Task prompt:
Word for word, set down the full listing below.

Task input:
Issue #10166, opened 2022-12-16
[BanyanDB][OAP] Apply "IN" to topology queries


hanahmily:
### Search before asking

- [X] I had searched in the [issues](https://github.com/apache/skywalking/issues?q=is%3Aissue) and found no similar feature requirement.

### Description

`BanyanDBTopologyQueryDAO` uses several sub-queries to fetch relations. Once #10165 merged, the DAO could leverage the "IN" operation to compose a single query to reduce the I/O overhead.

Output for this task:
Issue #10166, opened 2022-12-16
[BanyanDB][OAP] Apply "IN" to topology queries


hanahmily:
### Search before asking

- [X] I had searched in the [issues](https://github.com/apache/skywalking/issues?q=is%3Aissue) and found no similar feature requirement.

### Description

`BanyanDBTopologyQueryDAO` uses several sub-queries to fetch relations. Once #10165 merged, the DAO could leverage the "IN" operation to compose a single query to reduce the I/O overhead.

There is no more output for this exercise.